Notice that we've got a little spike here in the highlight, little spike in the shadow. What that means is we've pulled the highlights and shadow values and just a little bit too far by looking at the histogram. This is why the Histogram is such a valuable tool, because rather than kind of measuring these values all over the image, we can look at the Histogram and see the distribution of data across the entire image. If we print this image like this, it's a dramatic improvement from what we had. No doubt about it. The image that I want to send to Janine, I want it to be as good as it can possibly be. So I'm going to back in and I'm going to back off in those Highlights and Shadows just a little bit on these three channels.
But notice how these three channels now line up, all right, because we did a Histogram adjustment on the individual channels, took out the horrible color cast. So let's go back and redo the scan just a little bit different this time. And in fact, what I want to deliver is a 48 bit color image. So I'm going to give Janine lots of grayscale values to work with. We won't see much impact on screen here, but we are going to give Janine far more grayscale values to work with. Then let's go back into our histogram here and I'm just going to back this off, our histogram, just a little bit in the highlights and shadows, just a tad.
We said we're not quite sure what's data and what's noise in here, and red and green, same thing, just back off a little bit. I want to do as much tone compression as I can get away with, so I'm stuffing lots of grayscale values where the image data actually is. I don't need a lot of grayscale values out here in the flats. But I don't want to do too much tone compression. So I'm going to click OK, and in fact, I'm going to come in here and I'm just going to take out all the Contrast Correction because I'm going to leave that for the final analysis after Janine finishes her editing. There we go! We're going to save this out as a 48 bit image, so we're going to call this RGB and then Hyphen, either 48 or 16 bit per channel or total 48 if you want.
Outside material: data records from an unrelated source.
PR #9663, opened 2020-08-01
Prefer nodes with "master" role for Canal Typha pods

hakman:
Adding the fix from #9609 to Canal also.


hakman:
Thanks @johngmyers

And that tells you that you've scanned this as 48 bit, so that you know that it's ready for editing and I'm going to click Save here. There we go! And let's look at this image now, this is the 48 bit one. And when we look at the histogram, there's still just a little bit of tick up, little bit less. So one more and after you get used to this, after a while you get real good at choosing in how much you want to back off, so we just go a little bit more. And we're doing it progressively so you can see the difference and with just a little bit of adjustment and a little bit more.
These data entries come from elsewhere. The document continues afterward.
PR #9666, opened 2020-08-02
Add sslPolicy for NLB to change listener's security policy

### LINKED ISSUE #9633: Able to change api aws elb policy with annotation
Please allow to change api's elb policy with annotation. Aws uses too old policy as default with TLS 1.0 allowed.

It would be good if we could change this policy with  service.beta.kubernetes.io/aws-load-balancer-ssl-negotiation-policy

FrankYang0529:
closes  #9633

### DIFF
--- a/pkg/apis/kops/cluster.go
+++ b/pkg/apis/kops/cluster.go
@@ -389,6 +389,8 @@ type LoadBalancerAccessSpec struct {
 	UseForInternalApi bool `json:"useForInternalApi,omitempty"`
 	// SSLCertificate allows you to specify the ACM cert to be used the LB
 	SSLCertificate string `json:"sslCertificate,omitempty"`
+	// SSLPolicy allows you to overwrite the LB listener's Security Policy
+	SSLPolicy *string `json:"sslPolicy,omitempty"`
 	// CrossZoneLoadBalancing allows you to enable the cross zone load balancing
 	CrossZoneLoadBalancing *bool `json:"crossZoneLoadBalancing,omitempty"`
 }
--- a/pkg/apis/kops/validation/aws.go
+++ b/pkg/apis/kops/validation/aws.go
@@ -34,6 +34,7 @@ func awsValidateCluster(c *kops.Cluster) field.ErrorList {
 	if c.Spec.API != nil {
 		if c.Spec.API.LoadBalancer != nil {
 			allErrs = append(allErrs, awsValidateAdditionalSecurityGroups(field.NewPath("spec", "api", "loadBalancer", "additionalSecurityGroups"), c.Spec.API.LoadBalancer.AdditionalSecurityGroups)...)
+			allErrs = append(allErrs, awsValidateSSLPolicy(field.NewPath("spec", "api", "loadBalancer", "sslPolicy"), c.Spec.API.LoadBalancer)...)
 		}
 	}
 
@@ -141,4 +142,19 @@ func awsValidateMixedInstancesPolicy(path *field.Path, spec *kops.MixedInstances
 	errs = append(errs, IsValidValue(path.Child("spotAllocationStrategy"), spec.SpotAllocationStrategy, kops.SpotAllocationStrategies)...)
 
 	return errs
+}
+
+func awsValidateSSLPolicy(fieldPath *field.Path, spec *kops.LoadBalancerAccessSpec) field.ErrorList {
+	allErrs := field.ErrorList{}
+
+	if spec.SSLPolicy != nil {
+		if spec.Class != kops.LoadBalancerClassNetwork {
+			allErrs = append(allErrs, field.Forbidden(fieldPath, "sslPolicy should be specified with Network Load Balancer"))
+		}
+		if spec.SSLCertificate == "" {
+			allErrs = append(allErrs, field.Forbidden(fieldPath, "sslPolicy should not be specified without SSLCertificate"))
+		}
+	}
+
+	return allErrs
 }
--- a/pkg/model/awsmodel/api_loadbalancer.go
+++ b/pkg/model/awsmodel/api_loadbalancer.go
@@ -119,11 +119,16 @@ func (b *APILoadBalancerBuilder) Build(c *fi.ModelBuilderContext) error {
 		if lbSpec.SSLCertificate != "" {
 			listeners["443"].SSLCertificateID = lbSpec.SSLCertificate
 			nlbListeners[0].Port = 8443
-			nlbListeners = append(nlbListeners, &awstasks.NetworkLoadBalancerListener{
+
+			nlbListener := &awstasks.NetworkLoadBalancerListener{
 				Port:             443,
 				TargetGroupName:  b.NLBTargetGroupName("tls"),
 				SSLCertificateID: lbSpec.SSLCertificate,
-			})
+			}
+			if lbSpec.SSLPolicy != nil {
+				nlbListener.SSLPolicy = *lbSpec.SSLPolicy
+			}
+			nlbListeners = append(nlbListeners, nlbListener)
 		}
 
 		if lbSpec.SecurityGroupOverride != nil {
--- a/docs/cluster_spec.md
+++ b/docs/cluster_spec.md
@@ -2,7 +2,7 @@
 
 The `Cluster` resource contains the specification of the cluster itself.
 
-The complete list of keys can be found at the [Cluster](https://pkg.go.dev/k8s.io/kops/pkg/apis/kOps#ClusterSpec) reference page.
+The complete list of keys can be found at the [Cluster](https://pkg.go.dev/k8s.io/kops/pkg/apis/kops#ClusterSpec) reference page.
 
 On this page, we will expand on the more important configuration keys.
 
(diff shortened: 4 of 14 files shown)


rifelpet:
/ok-to-test

Thanks for adding this! I haven't looked at the ELB API behavior closely but we should make sure that when someone removes listenerPolicies from their ClusterSpec that the API ELB is updated to use AWS' default listener policy. We'll also want to add terraform and cloudformation support but that can happen in followup PRs.

FrankYang0529:
@rifelpet Thanks for reviewing! I have two questions about generating terraform and cloudformation.

* For terraform, it uses another resource name for [listener's policy](https://registry.terraform.io/providers/hashicorp/aws/latest/docs/resources/load_balancer_listener_policy). Is it correct to only add `RenderTerraform` and ` TerraformLink` functions for `LoadBalancerListener`, so we can have corresponding terraform resource?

Okay, and then scan. There we go! That's just about right. It's just a tiny little tick up here and a tiny little one in the Shadow, but you can see what happens as we move those highlights and shadows out a little bit more and little bit more. So I'll probably perform the scan one more time and take out those ticks completely, but you get the idea about how to get as much tonal data as you can in your image without the tick ups on the end.
And then we're going to send this to Janine and she is going to use it in her course and she is going to make it look really good. So there's scanning distressed images.